Columbia Basin Herald | UPDATED 4 years, 8 months AGO
| May 13, 2020 9:03 AM

ST. PAUL, Minn. (AP) — Gov. Tim Walz has signed six bills into law as the regular session of the Minnesota Legislature winds down toward its adjournment date Monday.

One of the bills he signed Tuesday extended a state COVID-19 relief fund that expired this week. Another allows the state to tap $17 million in federal election security funds. A third requires prescription drug manufacturers to make information public for large price increases. And a fourth prohibits child marriages by setting the legal age for marriage at 18.

The elections bill includes preparations for increased absentee voting, switching some polling places to safer locations, and public outreach for implementing social distancing guidelines related to voting.

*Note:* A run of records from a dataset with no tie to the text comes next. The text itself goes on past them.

PR #54, opened 2016-09-12
0021 Generic Finds DRAFT -> REVIEW

simonbasle:
This PR hosts the early design discussions during the DRAFT phase of the RFC, ultimately bringing it up to REVIEW status when merged.

### DIFF
--- a/rfc/0021-genericFindQueries.md
+++ b/rfc/0021-genericFindQueries.md
@@ -152,7 +152,7 @@ TBD
 # Changelog
  - 2016-09-07: Initial draft publication
  - 2016-09-08: reworked the matchers/operators idea and builder, removed BETWEEN (added to open questions), added explicit list of "NOT" Operators.
- - 2016-09-15: Re-added between, expressed two alternatives to specify operators (JSON convention and builder API).
+ - 2016-09-15: Re-added between, expressed two alternatives to specify operators (JSON convention and builder API). CONTAINS should be used for the “is value x in the array field y?” case rather than a convenience method over LIKE.
 
 # Signoff
 If signed off, each representative agrees both the API and the behavior will be implemented as specified.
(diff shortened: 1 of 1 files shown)


ingenthr:
@brett19 if you have cycles in the next day or so, it'd be good to consolidate this one a bit.  Note there is also http://review.couchbase.org/#/c/67874/ which has Simon's latest thoughts.

rfc/0021-genericFindQueries.md
```diff
@@ -0,0 +1,162 @@
+# Meta
+
+ - RFC Name: Generic Find Querying
+ - RFC ID: 0021
+ - Start Date: 2016-09-07
+ - Owner: @simonbasle
+ - Current Status: DRAFT
+
+# Summary
+Performing simple selects without writing any N1QL.
```
ingenthr: I'd probably phrase this differently.  It's not so much that avoiding N1QL is a goal but rather to keep the simple things simple.  There are lots of situations where just the predicate is needed.

ingenthr:
POJO mapping, not required.  Might be optional.

ingenthr:
Scenario, an e-commerce application that has user profiles who may be sellers and buyers.

Scenarios: 

1. Look up a user’s document by exact match to their {userid | facebook ID | email address}, return the document.  This will have to consider a type=user.
2. Sub-scenario: Look up the document and unpack it into a user defined class.
3. Look up a set of users who are currently logged in and return a collection
4. Sub-scenario: look up a set of users who are logged in where a sub-object or sub-arrayindicates they’re specialists in selling cranes.  Specialty: {sells: “cranes”}
5. Find the items I have for sale whose sales expire this upcoming weekend.
6. Find the sellers who are in the country FR or AT.
7. Find all sellers from the “couchbase.com” domain.

daschl:
@brett19 @ingenthr how did we end up on this? stalled and closable for now?

PR #55, opened 2016-10-31
Update watch delay increment to 50ms

MikeGoldsmith:


daschl:
@MikeGoldsmith looks like a good improvement, I think we need full +1 from all owners so we can merge this.

mnunberg:
Python:

```
    def n1ql_index_watch(self, indexes,
                         timeout=30, interval=1, watch_primary=False):
```

MikeGoldsmith:
.NET currently uses a fixed 50ms interval
```
private static readonly TimeSpan WatchIndexSleepDuration = TimeSpan.FromMilliseconds(50);
```

daschl:
@couchbaselabs/sdk-team  heads up! 🔥 

- [ ] Java
- [ ] .NET
- [ ] Node
- [ ] PHP
- [ ] Python
- [ ] Go
- [ ] C

daschl:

But it doesn't include a wholesale switch to mail-in voting for the August primary and November general elections, as Walz, Secretary of State Steve Simon and other Democrats had sought. Republicans blocked that idea, raising concerns about fraud and saying state rules that already make it easy to cast absentee ballots by mail were sufficient.

Walz spokesman Teddy Tschann told the Star Tribune that the governor is still looking at other options to make it easier to vote by mail, given that a second wave of COVID-19 could hit during election season this fall.